Snapshots and lenses

But no photograph!

Wordy snapshots

One of the appealing aspects of reading many pieces of writing is that occasionally there are interesting finds (nothing to do with academic quality). Occasionally, students reflect on clinical medicine, which reminds me of what I used to write. I assume that what I see and think at the bedside has remained static, given that it has not been all that long. But that’s not really the case.

Regretfully, we don’t have a fresh pair of eyes to perceive the happenings of a clinical encounter any more. Try as we may to empathise, we are blinded to what the general public sees. Regretfully, we are too familiar with the egos, the hierarchy and the dark side of medicine to be alarmed. Regretfully, work life unbalance is the norm and working regular hours, uninterrupted lunches, having hobbies (research doesn’t count), are all terribly indulgent luxuries. Almost to be scorned for!

I’m glad that I wrote constantly, keeping “snapshots” through these ever-changing lenses. I think that’s why I write at all and continue to do so. The ones from clinical school are particularly good reminders of a time when I was more aware of how foreign and frightening everything must be for the patient and their families. Of when I was more sensitive to the feelings of non-medical staff. Of things that mattered then, and still matter now.

The medical lens

Working in any area changes how you see the industry, and how you see anything related to it. Everything is laid bare and the mystique begins to fade. How human nature plays out in that particular workplace is made clear, both through generous acts and self-seeking behaviours. For now, I’m still talking about medicine. Perhaps publishing and academia can share the spotlight next time.
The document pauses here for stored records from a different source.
PR #1110, opened 2023-05-02
Organize database migrations into subdirectories

sgrimm:
The database migrations directory is getting harder to navigate over time.
Group the migrations into sets of 50 in subdirectories.

Flyway automatically scans subdirectories when it's searching for migrations to
run. It only stores migration filenames and checksums, not full paths, so moving
the files to subdirectories doesn't cause them to be flagged as modified.

PR #1111, opened 2023-05-02
SW-3521 Generate permanent monitoring plot clusters

sgrimm:
Group monitoring plots into 2x2 clusters. If all four plots in a cluster fall
within a single subzone, that cluster is eligible to be chosen as a set of
permanent monitoring plots.

An eligible cluster is identified by the presence of a permanent monitoring plot
cluster number. All four plots in a cluster will have the same cluster number.
The cluster numbers are randomized at import time.

The admin UI is updated to demonstrate/test the selection process; currently it
is hardwired to simulate 6 clusters of permanent plots per planting zone and
highlight them on the map.

### DIFF
--- a/src/main/kotlin/com/terraformation/backend/tracking/db/PlantingSiteImporter.kt
+++ b/src/main/kotlin/com/terraformation/backend/tracking/db/PlantingSiteImporter.kt
@@ -393,16 +393,32 @@ class PlantingSiteImporter(
    * given cluster number in a given planting zone.
    *
    * The cluster numbers allow permanent monitoring plots to be allocated using a SQL query. If we
-   * want 5 clusters of permanent plots from planting zone 4321, we can do a query along the lines
+   * want 3 clusters of permanent plots from planting zone 4321, we can do a query along the lines
    * of
    *
-   *     SELECT mp.id
+   *     SELECT mp.id, mp.permanent_cluster, mp.permanent_cluster_subplot
    *     FROM tracking.monitoring_plots mp
    *     JOIN tracking.planting_subzones ps ON mp.planting_subzone_id = ps.id
    *     WHERE ps.planting_zone_id = 4321
-   *     AND mp.permanent_cluster <= 5;
+   *     AND mp.permanent_cluster <= 3
+   *     ORDER BY mp.permanent_cluster, mp.permanent_cluster_subplot;
    *
-   * and get back a list of all 20 monitoring plots in 5 randomly-chosen 2x2 clusters.
+   * and get back a result like
+   *
+   * | id   | cluster | subplot |
+   * |------|---------|---------|
+   * | 1756 | 1       | 1       |
+   * | 1757 | 1       | 2       |
+   * | 1758 | 1       | 3       |
+   * | 1759 | 1       | 4       |
+   * | 781  | 2       | 1       |
+   * | 782  | 2       | 2       |
+   * | 783  | 2       | 3       |
+   * | 784  | 2       | 4       |
+   * | 360  | 3       | 1       |
+   * | 361  | 3       | 2       |
+   * | 362  | 3       | 3       |
+   * | 363  | 3       | 4       |
    */
   private fun assignPlots(
       allClusters: Collection<Cluster>,
--- a/src/main/kotlin/com/terraformation/backend/tracking/db/PlantingSiteImporter.kt
+++ b/src/main/kotlin/com/terraformation/backend/tracking/db/PlantingSiteImporter.kt
@@ -122,7 +122,7 @@ class PlantingSiteImporter(
     val siteFeature = getSiteBoundary(siteFile, validationOptions, problems)
     val zonesByName = getZones(siteFeature, zonesFile, validationOptions, problems)
     val subzonesByZone = getSubzonesByZone(zonesByName, subzonesFile, validationOptions, problems)
-    val plotsBySubzone = generatePlotsBySubzone(siteFeature, subzonesFile)
+    val plotBoundaries = generatePlotBoundaries(siteFeature)
 
     if (problems.isNotEmpty()) {
       throw PlantingSiteUploadProblemsException(problems)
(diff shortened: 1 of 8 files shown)


sgrimm:
* main
  * **PR #1110** <a href="https://app.graphite.dev/github/pr/terraware/terraware-server/1110" target="_blank">Graphite</a> 
    * **PR #1111** <a href="https://app.graphite.dev/github/pr/terraware/terraware-server/1111" target="_blank">Graphite</a>  👈

This comment was auto-generated by [Graphite](https://app.graphite.dev/github/pr/terraware/terraware-server/1111?utm_source=stack-comment).

sgrimm:
Going to revise this a little bit based on some Slack discussion about plot numbering. Changes should be small.

sgrimm:
Revisions are done.

src/main/kotlin/com/terraformation/backend/tracking/db/PlantingSiteImporter.kt
```diff
@@ -386,83 +376,167 @@ class PlantingSiteImporter(
...
+    // each plot is in as well as its plot number within that subzone. Plots are still grouped in
+    // 2x2 clusters at this point (though a given cluster might have fewer than 4 plots if some of
+    // them didn't fall within the subzone).
+    val clustersInSubzones: List<List<MonitoringPlotsRow>> =
+        subzoneRows.flatMap { subzoneRow ->
+          var plotNumber = 0
+
+          val subzoneClusters =
+              allPlots
+                  .map { cluster -> cluster.filter { it.coveredBy(subzoneRow.boundary!!) } }
```
karthikbtf: do we want to remove clusters that were already considered for a subzone row - from allPlots? (for runtime perf, only if it makes sense. . i understand there's a cost to the list manipulation... and these are one-time imports.)

src/main/kotlin/com/terraformation/backend/tracking/db/PlantingSiteImporter.kt
```diff
@@ -386,83 +376,167 @@ class PlantingSiteImporter(
...
+   * 2x2 groups. Only plots that fall within the planting site are included.
    *
-   * This effectively divides the site into a grid of 25m squares and returns a polygon for each
-   * square.
+   * This effectively divides the site into a grid of 50m squares, divides each square into four 25m
+   * squares, and returns a polygon for each of the smaller squares.
    */
-  private fun generateAllPlots(siteFeature: ShapefileFeature): List<Polygon> {
-    val plots = mutableListOf<Polygon>()
+  private fun generatePlotBoundaries(siteFeature: ShapefileFeature): List<List<Polygon>> {
```
karthikbtf: just for discussion, any benefit to introducing clusters as a data construct here.. ?return a list of clusters vs list of list of polygons.

karthikbtf (approved):
This looks interesting and a fun problem to solve.
I understand how it works and looks good to me.
Some theoretical comments mostly for my understanding.

src/main/kotlin/com/terraformation/backend/tracking/db/PlantingSiteImporter.kt
sgrimm: That's definitely a reasonable question! It would make the data flow a bit more complex, but I'll try it locally and see how it looks.

src/main/kotlin/com/terraformation/backend/tracking/db/PlantingSiteImporter.kt
sgrimm: Yeah, that might make this easier to follow. Good suggestion.

src/main/kotlin/com/terraformation/backend/tracking/db/PlantingSiteImporter.kt
```diff
@@ -386,83 +376,167 @@ class PlantingSiteImporter(
...
+   *
+   * The cluster numbers allow permanent monitoring plots to be allocated using a SQL query. If we
+   * want 5 clusters of permanent plots from planting zone 4321, we can do a query along the lines
+   * of
+   *
+   *     SELECT mp.id
+   *     FROM tracking.monitoring_plots mp
+   *     JOIN tracking.planting_subzones ps ON mp.planting_subzone_id = ps.id
+   *     WHERE ps.planting_zone_id = 4321
+   *     AND mp.permanent_cluster <= 5;
```
charlie-tf: Out of curiosity, will the monitoring plots within a cluster all have contiguous ids? Thus not requiring a GROUP BY here to make sure they aren't mixed up?

src/main/kotlin/com/terraformation/backend/tracking/db/PlantingSiteImporter.kt
sgrimm: I tried doing this and it added too much complexity for my taste. The performance win wasn't really noticeable since inserting the database rows is what takes the lion's share of the time.

src/main/kotlin/com/terraformation/backend/tracking/db/PlantingSiteImporter.kt
sgrimm: They will indeed have contiguous IDs, but I don't think that would matter in the context of this query, unless I'm not understanding the question. Do you mean `ORDER BY` (so the IDs aren't returned in an undefined order)?

src/main/kotlin/com/terraformation/backend/tracking/db/PlantingSiteImporter.kt
karthikbtf: Thanks for giving this a try. Makes sense that the db operations take most of the time.

src/main/kotlin/com/terraformation/backend/tracking/db/PlantingSiteImporter.kt
```diff
@@ -605,4 +606,14 @@ class PlantingSiteImporter(
     ZonesDoNotOverlap("Zones do not overlap"),
     ZonesHaveSubzones("Zones have at least one subzone each"),
   }
+
+  /**
+   * A cluster of up to four monitoring plots. This is a simple wrapper around a list; it's purely
+   * for purposes of code clarity.
+   */
+  private class Cluster(private val plots: List<MonitoringPlotsRow>) :
```
karthikbtf, line 630: Thanks, looks good to me 🙏

src/main/kotlin/com/terraformation/backend/tracking/db/PlantingSiteImporter.kt
charlie-tf: I meant that, if the ids weren't contiguous, then one would have to add `mp.permanent_cluster` to the select, I would think, in order to distinguish what cluster each plot belonged to. If contiguous then you could work it out from the ids alone. Not meaning to nitpick, but just trying to understand the example query here

sgrimm: Oh, I see. I'll clarify that, thanks.

sgrimm: Updated the example; does it make more sense now?

charlie-tf: Ah yeah, the example result really helps! Thanks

It’s like the person who gets up at church and begins his sharing or testimony with “a 90 something year old man, living home independently, presented to me with…” It’s like not properly being able to talk about yourself because you sense that you are being risk stratified, which prompts you to explain without being asked that no you don’t want to harm yourself, that you neither meet the DSM criteria nor need to be on medications. No wonder doctors make bad patients!
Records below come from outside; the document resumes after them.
PR #1112, opened 2023-05-03
SW-3525 Add new growth forms to the supported list

karthikbtf:
- Add Fungi, Lichen and Moss to supported growth forms enum
- Updated csv to reflect these forms
- Added new growth forms to the english enum properties file


src/main/resources/db/migration/R__TypeCodes.sql
```diff
@@ -76,7 +76,10 @@ VALUES (1, 'Tree'),
        (2, 'Shrub'),
        (3, 'Forb'),
        (4, 'Graminoid'),
-       (5, 'Fern')
+       (5, 'Fern'),
+       (6, 'Fungi'),
```
sgrimm: Are we sure we want "Fungi" instead of "Fungus?" All the other options are singular nouns.

sgrimm (approved):
One nitpicky English grammar question but if we don't care, this seems good to go.

src/main/resources/db/migration/R__TypeCodes.sql
karthikbtf: Good question, I will check with Allison. Thanks!!

sgrimm (approved):
🍄

PR #1114, opened 2023-05-04
SW-3535 Add permissions for planting zones

sgrimm:
In preparation for being able to configure the number of monitoring plots on a
per-planting-zone basis, add read and update permission logic for planting zones.
There are no create or delete permissions since planting zones are only created
via shapefile import, and are never deleted independently of the planting site.

PR #1115, opened 2023-05-04
SW-3535 Support per-planting-zone plot counts

sgrimm:
For each planting zone, keep track of how many permanent and temporary monitoring
plots will be needed for the next observation.

Ordinarily, these numbers will be calculated based on statistical information
about the planting zone, expressed as variance and error margin along with a value
that represents the desired confidence level (Student's t). The confidence level
is expected to stay the same across all planting sites, so it is initialized to
the correct value when a shapefile is imported. The other two values will be
supplied by the science team prior to the first observation of a planting site.

Those numbers are also stored on a per-planting-zone basis, and can be edited in
the admin UI. The admin UI uses those numbers to calculate the number of permanent
monitoring plots, which is then used to calculate the number of temporary plots.
These calculations are done client-side in the admin UI so as to allow the admin
to manually adjust the plot counts before saving if needed. The plot counts can
also be entered directly without using the formula at all.

The map in the admin UI shows the correct number of permanent clusters for each
planting zone rather than a hardwired number of them.


sgrimm:
* main
  * **PR #1114** <a href="https://app.graphite.dev/github/pr/terraware/terraware-server/1114" target="_blank">Graphite</a> 
    * **PR #1115** <a href="https://app.graphite.dev/github/pr/terraware/terraware-server/1115" target="_blank">Graphite</a>  👈
      * **PR #1116** <a href="https://app.graphite.dev/github/pr/terraware/terraware-server/1116" target="_blank">Graphite</a> 
        * **PR #1117** <a href="https://app.graphite.dev/github/pr/terraware/terraware-server/1117" target="_blank">Graphite</a> 

This comment was auto-generated by [Graphite](https://app.graphite.dev/github/pr/terraware/terraware-server/1115?utm_source=stack-comment).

One weekend, I was at a camp with many excited young children. As they played, I couldn’t help wonder who was going to break a bone or bump their head. Five little monkeys jumping on the bed, one fell off and… Sure enough, one of the little ones had a minor head injury, fortunately from not too far off the ground and with no particular reason for concern. The other adults and mums started to chip in their well-meaning advice on what needs to be done next. They needed to see the doctor immediately. She might develop meningitis from the fall. The child should not be allowed to rest in case she falls asleep and becomes unconscious. As much as I avoid being identified with medical things when I meet new people outside of the hospital, here I felt obligated to reassure. Not only to reassure, but to clearly identify as a doctor so that the parents would not be unnecessarily concerned about things that they needn’t worry about.

That same weekend my friend lamented about how medicine changes you irreversibly. Knowing for example, the course of a common cold means that you can never have an unreserved sympathy for minor illnesses. You can be kind and patient about the discomfort, but will never give it more weight or seriousness than it deserves – all to the disgust of your family members or partners. Who knows, this might change. The lens of a parent, for example, seems to override any medical take you might have on a problem.

Weird to think that medicine has encroached into our identities, ever so gradually. Ever so prevailing, even when I’m away from clinical work. I think though, it will be equally weird when the big part of our identity that is medicine is one day overshadowed by something even bigger.